Moving the values upward

If you look carefully at the tree structure from the previous section, you will notice that we removed the redundancy perfectly - every key is stored exactly once. However, if the keys are stored in a unique location in the tree, why are the values stored far away? We can move the values upward in the tree to pair them with their keys and so get a simpler structure.

In Haskell:

data WordMap a = Empty | NonEmpty Word a (Node a)
data Node a = Bin Word a (Node a) (Node a) | Tip

In tree form:

    | 1 "1"
    | 5 "5"
   / \
     / \ 4 "4"

At first, this seems to improve neither runtime nor space usage - after all, all we did was move the values around. However, the Tip constructor is now empty, meaning that it can be shared among all the leaves of every tree. The Tip constructor essentiall disappears from the space usage profile, and we get a gain in memory. The runtime effect is even larger. Because the values are now high in the tree, functions like lookup don't have to go all the way to the leaves. This means following fewer pointers, which means fewer cache misses and just a shorter loop. Admittedly, after all this work, our functions have become much larger than the sizes they started with, but we have won speed gains and significant memory gains from the current state of the art.

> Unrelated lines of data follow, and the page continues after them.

PR #4477, opened 2023-07-06
Add ref to ALM binary to tests

duncanp-sonar:
- fixes merge issue (builds ok locally but not on CI)

### DIFF
--- a/src/ConnectedMode.UnitTests/ConnectedMode.UnitTests.csproj
+++ b/src/ConnectedMode.UnitTests/ConnectedMode.UnitTests.csproj
@@ -9,7 +9,12 @@
 
     <RequiresLibGit>true</RequiresLibGit>
   </PropertyGroup>
-  
+
+  <PropertyGroup Label="Specify which external/VS-specific refs are required">
+    <RequiresAlmAuthentication>true</RequiresAlmAuthentication>
+  </PropertyGroup>
+  <Import Project="..\SonarLint.VSSpecificAssemblies.props" />
+
   <ItemGroup>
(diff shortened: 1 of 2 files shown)


src/ConnectedMode.UnitTests/ConnectedMode.UnitTests.csproj
```diff
@@ -9,7 +9,12 @@
 
     <RequiresLibGit>true</RequiresLibGit>
   </PropertyGroup>
-  
+
+  <PropertyGroup Label="Specify which external/VS-specific refs are required">
+    <RequiresAlmAuthentication>true</RequiresAlmAuthentication>
+  </PropertyGroup>
+  <Import Project="..\SonarLint.VSSpecificAssemblies.props" />
```
duncanp-sonar, line 16: Weird; the merge PR build completed successfully and it built ok locally.
However, the post-merge build failed for this test project. Referencing the ALM project directly fixes the issue.

Thinking about it, it's possible that the post-merge build is failing because it's a signed build, whereas the local and pre-merge CI builds are unsigned builds.

The ALM assembly is treated slightly differently in release builds as it needs to be signed using StrongNamer. That might account for the difference.

src/ConnectedMode.UnitTests/packages.lock.json
```diff
@@ -139,14 +154,6 @@
         "resolved": "2.2.85",
         "contentHash": "YptRsDCQK35K5FhmZ0LojW4t8I6DpetLfK5KG8PVY2f6h7/gdyr8f4++xdSEK/xS6XX7/GPvEpqszKVPksCsiQ=="
       },
-      "Microsoft.Alm.Authentication": {
-        "type": "Transitive",
```
duncanp-sonar, line 143: These are now direct references rather than transitive references.

PR #4479, opened 2023-07-06
Change Tfvc migration help URL

duncanp-sonar:
- changed to a section on the migration page rather than a separate page.


duncanp-sonar:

Figuring out which way to go

Suppose we are looking up a key k in a tree. We know that the minimum key in the tree is min and that the maximum key is max. Represented in binary:

         shared prefix   bit to split on
           /----------\  /
min:       010010010101 0 ????????
max:       010010010101 1 ????????
k:         010010010101 ? ????????

To figure out in which subtree we need to recursively search for k, we need to know whether the bit to split on is zero or one. Now, if it is zero, then

xor min k: 000000000000 0 ????????
xor k max: 000000000000 1 ????????

If it is one:

xor min k: 000000000000 1 ????????
xor k max: 000000000000 0 ????????

Therefore, the splitting bit is set iff xor min k > xor k max. Taking the terminology from the original article, insideR k min max = xor min k > xor k max.